My Greatest Regret In Life Is Not Doing More Sidequests In Red Dead 2
Everyone once in a great while, a game comes along that grabs you. For whatever reason, excellent gameplay, stunning graphics, fascinating world building, sometimes a game just hits. It draws you in and you know that it’s going to be one of your g.o.a.t. games. For me, that game was Red Dead Redemption 2. Maybe it was because I grew up in Eastern Colorado, the wide, tumbleweed dusted plains sweeping towards the majestic and ice cold Rocky Mountains. Maybe it’s because my inner horse girl absolutely juiced when I realized you could tame wild stallions in the game. Or maybe it’s because I’m a bad man and I just love in-game killing with a six shooter. Whatever the reason, I loved the game. But I let my actual life interfere with my play through, and I’d do anything to go back and change that.
I had been playing the game for a few weeks since its release, melting into my couch as I vaped until my teeth hurt, and having a great time. (Don’t vape by the way, it’s very bad for you.) But the Thanksgiving holiday was coming up in a few days. I come from a family of Hobbits basically. There’s always time for a little elvensies etc. and because we’re not much into all that “god stuff”, Thanksgiving is the only holiday we care about. I was ready to get home and nosh with the fam, but I hadn’t finished Red Dead 2. How could I leave my precious cowboys for a whole week? The Van Der Linde gang needed me. So I decided to blaze my way through. I missed out on that freaky lady in the woods. I never found all the dinosaur bones scattered across the map. I stopped investigating when an NPC said something out of the ordinary. And I finished the game. I let my greed or short sightedness blind me to the fact that this would be the only time I would play this game for the first time. I went home, I ate pie, I thought about how it was all over.
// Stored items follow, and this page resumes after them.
PR #6, opened 2019-12-27
add scheduler attribute for instances

chlgit:
I have tested this at stagef and fairly sure it is backward compatible.

### DIFF
--- a/clusterman/draining/queue.py
+++ b/clusterman/draining/queue.py
@@ -56,6 +56,7 @@ class Host(NamedTuple):
     ip: str
     sender: str
     receipt_handle: str
+    scheduler: str = 'mesos'
 
 
 class DrainingClient():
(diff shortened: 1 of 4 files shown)


clusterman/draining/queue.py
```diff
@@ -312,6 +321,10 @@ def host_from_instance_id(
         return None
     try:
         sfr_ids = [tag['Value'] for tag in instance_data[0]['Tags'] if tag['Key'] == 'aws:ec2spot:fleet-request-id']
+        scheduler = 'mesos'
+        for tag in instance_data[0]['Tags']:
+            if tag['Key'] == 'KubernetesCluster':
+                scheduler = 'kubernetes'
```
drmorr0, line 327: nit: you could break after this line, right?

drmorr0 (approved):
fix'n'ship

PR #7, opened 2019-12-28
Prevent connection errrors from crashing the autoscaler

kawaiwanyelp:
### Description
We've had some flappy alerts whenever Clusterman crashes when it fails to contact a Mesos master, causing a `clusterman.exceptions.PoolManagerError`, or talk to AWS, causing a `botocore.exceptions.EndpointConnectionError, due to a DNS error. These alerts don't really mean much since Clusterman will just try to autoscale again after crashing, and the alerts go away once DNS rises like a mangled phoenix. I've made it so that it doesn't crash on these errors.

### Testing done
make test

### DIFF
--- a/clusterman/batch/autoscaler.py
+++ b/clusterman/batch/autoscaler.py
@@ -14,6 +14,7 @@
 import time
 
 import colorlog
+from botocore.exceptions import EndpointConnectionError
 from yelp_batch.batch import batch_command_line_arguments
 from yelp_batch.batch import batch_configure
 from yelp_batch.batch_daemon import BatchDaemon
@@ -31,6 +32,7 @@ from clusterman.batch.util import suppress_request_limit_exceeded
 from clusterman.config import setup_config
 from clusterman.exceptions import AutoscalerError
 from clusterman.exceptions import ClustermanSignalError
+from clusterman.exceptions import PoolConnectionError
 from clusterman.util import get_autoscaler_scribe_stream
 from clusterman.util import sensu_checkin
 from clusterman.util import setup_logging
@@ -132,7 +134,10 @@ class AutoscalerBatch(BatchDaemon, BatchLoggingMixin, BatchRunningSentinelMixin)
 
     def run(self):
         while self.running:
-            self._autoscale()
+            try:
+                self._autoscale()
+            except (PoolConnectionError, EndpointConnectionError) as e:
+                logger.exception(f'Encountered a connection error: {e}')
 
     def _do_sensu_checkins(self, signal_failed, service_failed, msg):
         check_every = ('{minutes}m'.format(minutes=int(self.autoscaler.run_frequency // 60))
--- a/clusterman/mesos/util.py
+++ b/clusterman/mesos/util.py
@@ -20,7 +20,7 @@ import colorlog
 import requests
 from mypy_extensions import TypedDict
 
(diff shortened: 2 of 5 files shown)


mzq592 (approved):
lgtm

clusterman/batch/autoscaler.py
```diff
@@ -132,7 +134,10 @@ def _autoscale(self):
 
     def run(self):
         while self.running:
-            self._autoscale()
+            try:
+                self._autoscale()
+            except (PoolConnectionError, EndpointConnectionError) as e:
+                logger.error(f'Encountered a connection error: {e}')
```
qui: `logger.exception` so we get the traceback

clusterman/mesos/util.py
```diff
@@ -103,7 +103,7 @@ def mesos_post(url: str, endpoint: str) -> requests.Response:
                 f'Response Text: {response.text}\n'
             )
         logger.critical(log_message)
-        raise PoolManagerError(f'Mesos master unreachable: check the logs for details') from e
+        raise PoolConnectionError(f'Mesos master unreachable: check the logs for details') from e
```
qui, line 106: Would it make sense to raise PoolConnectionError for a more limited type of exception, like `requests.exceptions.ConnectionError` ?

tests/batch/autoscaler_test.py
```diff
@@ -15,14 +15,16 @@
...
 
 try:
     from clusterman.batch.autoscaler import AutoscalerBatch
 except ImportError:
     pytest.mark.skip('Could not import the batch; are you in a Yelp-y environment?')
+from clusterman.exceptions import PoolConnectionError
 
 
-def batch(extra_args=None, mock_sensu=True):
+def batch(extra_args=[], mock_sensu=True):
```
qui: default arguments should not be mutable. You should keep `extra_args=None` and do this in the body instead:
`extra_args = extra_args or []`

extra reading if you haven't heard about this yet: https://docs.python-guide.org/writing/gotchas/#mutable-default-arguments

tests/batch/autoscaler_test.py
```diff
@@ -75,3 +77,16 @@ def test_run(mock_sensu, mock_running, mock_time, mock_sleep, dry_run):
...
+@pytest.mark.parametrize('exc', [PoolConnectionError, EndpointConnectionError(endpoint_url='')])
+def test_run_connection_error(mock_running, exc):
+    batch_obj = batch()
+    batch_obj._autoscale = mock.Mock(side_effect=exc)
+    mock_running.side_effect = [True, True, False]
+
+    batch_obj.run()
+
+    # exceptions raised did prevent subsequent calls to autoscale
+    assert batch_obj._autoscale.call_count == 1
```
qui: I guess this test doesn't run in Travis (because it's not a yelpy env) but this should be 2, right?

clusterman/mesos/util.py
kawaiwanyelp: I don't think it does. There isn't a single unifying exception that is raised when we fail to reach Mesos, so the point of PoolConnectionError here is so that we can catch errors from mesos_post in _autoscale.

drmorr0 (approved):
please make sure you check the test @qui highlighted, otherwise shipit

qui (approved):

PR #12, opened 2020-01-21
taint node and evict pods for draining clusterman nodes

chlgit:
I've tested this at stagef, and it works fine.

If the node has been in draining queue, it would do 2 things currently:
  1) taint the node as no-schedule
  2) evict all pods running on this node
After that, it would be in termination queue for terminating.

Also, I don't expect to ship this until I go back from PTO. So take your time to review this.

### DIFF
--- a/clusterman/autoscaler/pool_manager.py
+++ b/clusterman/autoscaler/pool_manager.py
@@ -100,8 +100,8 @@ class PoolManager:
             try:
                 group.mark_stale(dry_run)
             except NotImplementedError as e:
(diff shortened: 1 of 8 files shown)


enochtangg:
Since the `kube_operator_client` in this PR is useful for the instant deletion the kube node after EC2 termination, `u/enocht/CLUSTERMAN-468_delete_kube_node_on_ec2_terminate` has been rebased off this branch and is therefore dependent on this PR.

chlgit:
Close this in favor of @enochtangg's PR.

PR #13, opened 2020-01-23
reload API client to (hopefully) fix PKI issues

drmorr0:
I'm pretty sure it's insufficient to just reload the config, I think we have to reload the config and then create a new API client.  Hopefully this should resolve the pages we get about Clusterman credentials.

Also I fixed the clusterman/pip20 build problem.


mattmb (approved):
👍 lgtm

PR #15, opened 2020-01-30
pass through args from bootstrap to autoscaler

drmorr0:
This should make it easier to debug stuff and/or run the autoscaler manually with custom configs.


gvolco (approved):
lgtm

PR #16, opened 2020-01-30
don't terminate nodes with the safe-to-evict annotation

drmorr0:
After this change, you should be able to stick the `clusterman.com/safe_to_evict=false` annotation on a pod, and it will prevent the node that it's running on from getting terminated.

### DIFF
--- a/tests/kubernetes/kubernetes_cluster_connector_test.py
+++ b/tests/kubernetes/kubernetes_cluster_connector_test.py
@@ -11,6 +11,8 @@
 # WITHOUT WARRANTIES OR CONDITIONS OF ANY KIND, either express or implied.
 # See the License for the specific language governing permissions and
 # limitations under the License.
+from copy import deepcopy
+
 import mock
 import pytest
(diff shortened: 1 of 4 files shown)


tests/kubernetes/kubernetes_cluster_connector_test.py
```diff
@@ -50,53 +102,9 @@ def mock_cluster_connector():
...
-                    spec=V1PodSpec(containers=[
-                           V1Container(
-                                name='container1',
-                                resources=V1ResourceRequirements(requests={'cpu': '1.5'})
-                            )
-                        ]
-                    )
-                ),
-            ]
+            '10.10.10.2': [pod1, pod2],
```
stug, line 108: I might suggest having a case where there is a pod that is safe to evict on a node to show that that node is killable since that seems like a major case.

stug (approved):
lg2m

gvolco (approved):
lgtm!

PR #17, opened 2020-02-04
fix the "no annotations" bug

drmorr0:
This was causing crashes for pods that didn't have any annotations.

Confirmed that the change to the test fixes the issue.

Also made the cluster metrics batch produce a traceback, resolving CLUSTERMAN-457

### DIFF
--- a/clusterman/batch/cluster_metrics_collector.py
+++ b/clusterman/batch/cluster_metrics_collector.py
@@ -125,30 +125,35 @@ class ClusterMetricsCollector(BatchDaemon, BatchLoggingMixin, BatchRunningSentin
     def run(self) -> None:
         self.load_pool_managers()  # Load the pools on the first run; do it here so we get logging
 
-        while self.running:
-            time.sleep(splay_event_time(
-                self.run_interval,
-                self.get_name() + self.options.cluster,
-            ))
+        try:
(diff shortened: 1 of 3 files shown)


jangsutsr (approved):
lgtm

clusterman/batch/cluster_metrics_collector.py
```diff
@@ -125,30 +125,35 @@ def load_pool_managers(self) -> None:
...
+                        check_every='1m',
+                        source=self.options.cluster,
+                        ttl='10m',
+                        noop=self.options.disable_sensu,
+                    )
+                    sensu_checkin(**sensu_args)
+
+        except Exception:
+            # yelp_batch doesn't show the whole traceback when something fails
+            self.logger.exception('cluster metrics collector failed')
```
stug, line 156: I'm assuming we'll get at least some traceback here?  Or will we just get this message?

stug (approved):

clusterman/batch/cluster_metrics_collector.py
drmorr0: self.logger.exception provides the traceback: https://docs.python.org/3/library/logging.html#logging.Logger.exception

When it comes to RPG style games with a strong narrative, trying to play a second time just doesn’t have the same magic. If I could pop my brain into an Eternal Sunshine machine and erase the memory of the game again, I’d do it. So my plea today is three-fold: please, take all the time you can with your games, enjoy them, revel in them and don’t rush. Cherish your NPC’s and side quest all you can. This sounds like life advice but I don’t care about that. The second plea is to scientists to get cracking on that Eternal Sunshine brain eraser machine. I also have a couple painful highschool gaffs I honestly wouldn’t mind forgetting either. And my third plea, the most earnest of all, is to Rockstar. Please, please start working on Red Dead 3.